Uma relação entre termossensibilidade e floculação foi sugerida por
Bossier et ai (1997) que descreveu que células de S. cerevisiae tornaram-se
mais termorresistentes quando capazes de flocular. Dado que a floculação em
geral ocorre na fase pós-diauxica, a resistência à elevação da temperatura
poderá ser relacionada com um aumento da tolerância geral a diferentes
formas de stress que ocorre na fase estacionária (Fuge, 1997). Não obstante,
os resultados obtidos podem indicar que a p37 está envolvida num mecanismo
de protecção contra o stress térmico que conduz à floculação. Assim, o
mutante não será capaz de flocular e igualmente de não resistir a temperaturas
elevadas. Já Rose (1984), relacionou o fenómeno de floculação com um
mecanismo de resistência ao stress, justificando a ocorrência da floculação de
leveduras na natureza, pelo facto de a formação de flocos levar à constituição
de microambientes favoráveis às células como resposta a factores adversos. A
própria indução da floculação da K. marxianus, pressupõe a existência de um
stress, quer por elevação de temperatura, quer por fermentação em contínuo
que origina a existência de elevado número de células bastante velhas nos
biorreactores (Fernandes, 1994). Também Moradas-Ferreira et ai (1994)
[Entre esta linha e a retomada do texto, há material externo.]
PR #3416, opened 2020-05-12
put back wikidata fixes

stephanegigandet:
There were some regressions (probably due to a merge, I'm not sure how it happened), I'm putting back fixes that were deleted by error.

### DIFF
--- a/taxonomies/ingredients.txt
+++ b/taxonomies/ingredients.txt
@@ -564,7 +564,7 @@ sk:Emulgujúce (taviace) soli
 sl:Emulgirne soli
 sv:Smältsalter
 wikidata:en:Q50419202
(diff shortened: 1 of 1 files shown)


stephanegigandet:
> Shouldn't the Wikipedia and wikidata links all be `en`?

wikidata yes, wikipedia, we could link to different language specific versions

hangy:
> wikidata yes, wikipedia, we could link to different language specific versions

If I understand wikidata correctly, all Wikipedia page language versions should be linked to the same wikidata entity anyways. @teolemon?

stephanegigandet:
Right, we could decide we don't need the wikipedia properties, or that we could update them automatically from wikidata.

This PR is just to repair wikidata links and put the right language for the few wikipedia links we have. It wasn't my aim to restructure how we store the wikidata / wikipedia properties. :)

referiu a floculação de Kluyveromyces marxianus como um mecanismo de
defesa desenvolvido pelas células para sobreviver quando sujeitas a stress,
nomeadamente falta de nutrientes.
132
Capítulo 5
6- O gene GAP1 codificante para a p37 contribui para a actividade
enzimática GAPDH total da célula .
A elevada homologia entre a p37 e a enzima gliceraldeído-3-fosfato
desidrogenase fizeram suspeitar de que a proteína pudesse desempenhar uma
função adicional, dando uma contribuição para a capacidade glicolítica total da
célula. Uma natureza enzimática da p37 foi indicada ao determinar-se a
actividade GAPDH total, que se mostrou diminuída nas células mutantes gapl.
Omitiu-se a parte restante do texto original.